[ACTION ITEM]
What follows is a set of entries; retype all of them exactly.

[MATERIAL SUPPLIED]
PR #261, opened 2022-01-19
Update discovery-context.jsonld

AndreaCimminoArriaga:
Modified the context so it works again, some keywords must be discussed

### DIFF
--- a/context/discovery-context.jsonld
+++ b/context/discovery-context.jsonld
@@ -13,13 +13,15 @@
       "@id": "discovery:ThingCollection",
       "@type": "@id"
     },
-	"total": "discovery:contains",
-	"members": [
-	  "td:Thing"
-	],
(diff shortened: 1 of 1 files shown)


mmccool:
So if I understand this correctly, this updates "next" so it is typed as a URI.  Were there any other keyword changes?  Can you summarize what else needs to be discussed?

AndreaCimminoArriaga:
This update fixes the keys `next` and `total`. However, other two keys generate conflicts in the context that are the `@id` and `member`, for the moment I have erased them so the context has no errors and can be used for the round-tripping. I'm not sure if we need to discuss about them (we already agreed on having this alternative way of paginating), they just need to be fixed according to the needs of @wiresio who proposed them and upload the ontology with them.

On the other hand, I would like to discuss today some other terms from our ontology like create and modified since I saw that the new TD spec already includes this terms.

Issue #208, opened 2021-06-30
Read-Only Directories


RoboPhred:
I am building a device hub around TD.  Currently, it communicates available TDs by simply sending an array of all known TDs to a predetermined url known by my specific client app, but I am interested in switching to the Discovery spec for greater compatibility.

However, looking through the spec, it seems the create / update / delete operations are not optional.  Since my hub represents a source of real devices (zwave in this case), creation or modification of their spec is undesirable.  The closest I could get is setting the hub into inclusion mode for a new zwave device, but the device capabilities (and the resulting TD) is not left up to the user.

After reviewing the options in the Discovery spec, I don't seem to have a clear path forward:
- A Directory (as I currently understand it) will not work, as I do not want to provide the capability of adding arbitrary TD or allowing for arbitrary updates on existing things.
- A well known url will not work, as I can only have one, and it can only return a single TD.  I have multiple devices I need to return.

[SOLUTION]
PR #261, opened 2022-01-19
Update discovery-context.jsonld

AndreaCimminoArriaga:
Modified the context so it works again, some keywords must be discussed

### DIFF
--- a/context/discovery-context.jsonld
+++ b/context/discovery-context.jsonld
@@ -13,13 +13,15 @@
       "@id": "discovery:ThingCollection",
       "@type": "@id"
     },
-	"total": "discovery:contains",
-	"members": [
-	  "td:Thing"
-	],
(diff shortened: 1 of 1 files shown)


mmccool:
So if I understand this correctly, this updates "next" so it is typed as a URI.  Were there any other keyword changes?  Can you summarize what else needs to be discussed?

AndreaCimminoArriaga:
This update fixes the keys `next` and `total`. However, other two keys generate conflicts in the context that are the `@id` and `member`, for the moment I have erased them so the context has no errors and can be used for the round-tripping. I'm not sure if we need to discuss about them (we already agreed on having this alternative way of paginating), they just need to be fixed according to the needs of @wiresio who proposed them and upload the ontology with them.

On the other hand, I would like to discuss today some other terms from our ontology like create and modified since I saw that the new TD spec already includes this terms.

Issue #208, opened 2021-06-30
Read-Only Directories


RoboPhred:
I am building a device hub around TD.  Currently, it communicates available TDs by simply sending an array of all known TDs to a predetermined url known by my specific client app, but I am interested in switching to the Discovery spec for greater compatibility.

However, looking through the spec, it seems the create / update / delete operations are not optional.  Since my hub represents a source of real devices (zwave in this case), creation or modification of their spec is undesirable.  The closest I could get is setting the hub into inclusion mode for a new zwave device, but the device capabilities (and the resulting TD) is not left up to the user.

After reviewing the options in the Discovery spec, I don't seem to have a clear path forward:
- A Directory (as I currently understand it) will not work, as I do not want to provide the capability of adding arbitrary TD or allowing for arbitrary updates on existing things.
- A well known url will not work, as I can only have one, and it can only return a single TD.  I have multiple devices I need to return.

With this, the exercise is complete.